What makes Argentine Tango unique is the abrazo – the embrace. When you take that away, you take away the essence of the dance. The tango is a seduction. It is two people playing with each other. The tango like a seduction is improvisation. It is not the same steps over and over again. When you take away the embrace, you dance the same steps over and over again, and you don’t even dance it to tango music, what are you dancing?
I don’t know. I just know, that I think it is sad. That many people no longer come here to enjoy Argentine tango for what it is. They want it to be something else. While Carlos Gavito always said, “Make the tango yours.” I don’t think this is quite what he had in mind.
This post was originally written for Blog Critics and published on 10/21/09 http://blogcritics.org/culture/article/whose-tango-is-it/
Yikes! Great, heart-wrenching, post.
I could be one of those foreigners... Never been to BsAs... and in no hurry to go...
Thank you
Posted by: Stephanie Baron | October 28, 2009 at 11:36 AM
Hopefully, the traditional milongas and the "party" milongas will stay separated, so that the folks that dance the "embrace" will always have a place to dance at a reasonable cost. It would be a shame if the party dancers corrupt all the milongas. The new tango tourists bring-in much-needed money to the Argentine economy, but they will eventually burn out, and go elsewhere looking for the next "authentic experience," without realizing the hollowness is within themselves.

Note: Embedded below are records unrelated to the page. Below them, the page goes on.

PR #1680, opened 2026-07-24
refactor: [NCN-116148] Share HTTPS server for hooks and admission

jimmidyson:
## Summary
- Serve runtime hooks and admission on one webhook listener/TLS cert (port 9443, `runtimehooks-tls`)
- Keep separate Services; drop `admission-tls` / 9444 / `--admission-webhook-cert-dir`

## Test plan
- [ ] `go test ./common/pkg/server/`
- [ ] Helm render: one Certificate, both Services → `runtimehooks`, no 9444
- [ ] Runtime Discovery + admission path against shared cert

### DIFF
--- a/.specify/features/NCN-116148/plan.md
+++ b/.specify/features/NCN-116148/plan.md
@@ -1,0 +1,651 @@
+<!--
+ Copyright 2026 Nutanix. All rights reserved.
+ SPDX-License-Identifier: Apache-2.0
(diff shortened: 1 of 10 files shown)


dkoshkin (approved):
My only concern was about upgrading, but the spec has accounted for that.

supershal (approved):

PR #1684, opened 2026-07-28
feat: dockerhub nutanix - update handler version, move prev to v6

nilay-ntnx:
Upgrading CAREN must be a no-op for existing Clusters. Any change that alters the
patch output of a registered topology mutation handler will cause Machine rollouts
across all managed clusters.

Since as part of Nutanix Dockerhub Integration feature, we are updating files under `pkg/handlers/*/mutation/`, we need to - 

- Copy the current handler implementation to `pkg/handlers/v{current}/` (v6)
- Bump the version in the handler name
- Register old handler versions in `pkg/handlers/{provider}/handlers.go`
- Update default ClusterClass definitions in
   `charts/cluster-api-runtime-extensions-nutanix/defaultclusterclasses/` to reference
   the new version.

Fixes #


dkoshkin:
We don't want to copy every handler to the old version, only where there's a defaulting change, `pkg/handlers/generic/mutation/generic/imageregistries/credentials/inject.go` in this case.

With the much smaller scope, lets stack this PR on https://github.com/nutanix-cloud-native/cluster-api-runtime-extensions-nutanix/pull/1679 and merge the approved changes into that PR, that way we don't merge something that may break clusters into main

dkoshkin:
Done in https://github.com/nutanix-cloud-native/cluster-api-runtime-extensions-nutanix/pull/1687

PR #1688, opened 2026-07-31
feat: add guardrail to avoid vpc for metro

abhay-nutanix:
- Add a preflight guardrail that blocks k8s-ha metro cluster deployments when any referenced metro subnet is VPC-backed.
- Return a clear validation error that explains VPC-backed subnets are intentionally unsupported in v1 and asks users to use non-VPC subnets.
- Extend metro preflight unit tests to cover VPC-backed subnet rejection while preserving existing metro validation behavior.

## Why

The first version of k8s-ha metro does not support VPC. Failing fast during preflight prevents unsupported
cluster topologies from being deployed and avoids later runtime failures.

## Risk and Rollout

- Scope is limited to Nutanix metro preflight validation.
- No behavior change for non-metro clusters.
- Metro clusters using non-VPC subnets continue to be allowed.

### DIFF
--- a/pkg/webhook/preflight/nutanix/metro.go
+++ b/pkg/webhook/preflight/nutanix/metro.go
@@ -827,6 +827,8 @@ func (mc *metroCheck) resolvePrismElement(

There have always been foriegn women looking for a little romance in another country. This is usually because their own cultures have toxic gender norms, as evident by their political correctness in their home countries. I think these "romances" are harmless, and are usually quite brief.
Posted by: Mike | October 25, 2009 at 11:45 PM
The best post ever. Thank you.
Posted by: Frances R | October 25, 2009 at 02:36 AM
I am always amazed and in sometimes disbelief of the Argetine teachers that come to the states and say this is how it is. I know several couples that are from Buenos Aires and they teach what they call from the old school. When I watch old film clips of the masters I know what Tango should be. Most of the teachers that fly into and out town are only in it for the money not the art or the life of tango. You are correct is really is all about the embrace, and the embrace of what it has in your life. Thanks for sharing.